На следующий день мы поехали втроем на прогулку по городу. Я старалась быть милой, насколько могла, преодолевая свою холодность и стеснительность. Я плохо помню тот день, так велико было волнение и нежелание себя выдать. Прошло несколько дней, в течение которых бабушка была неразговорчивой и грустной. Я знала причину. Дело было в господине N: "Ты знаешь, я не буду ничего скрывать от тебя скрывать. Я к нему очень хорошо отношусь. Это светлый человек, добрый и порядочный. Он богат, если это имеет значение. Но он никогда не был женат... так как любил твою маму... Больше всего на свете. Теперь ты знаешь причину тех редких визитов к нам, он тяжело примирялся с ее смертью, и единственная, с кем он мог разделить свою боль, даже просто приезжая и ничего не говоря, была я. Сегодня вечером он придет просить твоей руки. Решай сама. Останавливать тебя я не буду", - она вышла из гостиной, оставив меня одну.

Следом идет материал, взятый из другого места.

PR #917, opened 2025-08-18
[Ray/Examples] Port the TinyStories and PEFT curation tutorials to Ray API

Maghoumi:
## Description

This commit uses the Ray API to curate the TinyStories and the PEFT curation datasets.

## Usage
```python
python ray-curator/ray_curator/examples/tinystories/main.py
python ray-curator/ray_curator/examples/peft-curation/main.py
```
## Checklist


ray-curator/ray_curator/examples/peft-curation/main.py
```diff
@@ -0,0 +1,95 @@
...
+            modifier_fn=[UnicodeReformatter(), UnicodeReformatter(), UnicodeReformatter()],
+            text_field=["subject", "body", "category"],
+        )
+    )
+    pipeline.add_stage(
+        Modify(
+            modifier_fn=AddPeriod(),
+            text_field=["category"],
+        )
+    )
```
ayushdg: Just noting that it's a matter of preference but you could also create a list of stages and then do:
`pipeline = Pipeline(...., stages=...)`

sarahyurick: Small nit: can you make it consistent as to whether the `text_field` or filter/modifier field is listed first?

ray-curator/ray_curator/examples/peft-curation/stage_download.py
```diff
@@ -0,0 +1,157 @@
...
+        }
+
+    def input_columns(self) -> list[str]:
+        return ["id", "raw_content"]
+
+    def output_columns(self) -> list[str]:
+        return ["id", "subject", "body", "category"]
+
+
+class EnronEmailsDownloadExtractStage(DocumentDownloadExtractStage):
```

Мне было все равно. Я знала, что скажу "да". Я ни о чем не хотела думать.


…В нашем доме постоянно останавливались часы. Муж мой человек пунктуальный и надежный долго бился "над непосильной задачкой", упорно пытался разобраться "это ненормальное явление, так не должно быть, должна же быть поддающаяся логике причина". И не видел причину во мне. Как всегда не видел. И вновь загадочная полуулыбка промелькнула на моем лице, и вновь осторожно дотрагиваюсь кончиком языка до левого чуть вздернутого уголка губ, вечная моя чуть полуизогнутая неуловимая улыбка. Привычка, еще одна никому незаметная привычка. Временами мне казалось, что часовщик поселился дома у нас навечно. Собирал, разбирал, настраивал, уходил и через некоторое время снова появлялся у нас дома. Я была ему рада. Иногда мне казалось, что он был на пороге открытия моей тайны. Незнакомые люди всегда острее чувствовали что-то неуловимо странное, когда знакомились со мной. Заволакивало, затуманивало, задурманивало - потом дымка рассеивалась, и они ничего не помнили. Для них я так и оставалась красивой молчаливой фарфоровой куклой. С рассеянным мечтательным взглядом. Редко кому я смотрела в глаза, всегда отводила взгляд. Часовщику пару раз заглянула… Я жила по-другому времени и часы подстраивались под меня. Мои минуты были часами, часы днями, а дни растягивались в года. Года, в которых безбрежно плескался бескрайний Океан.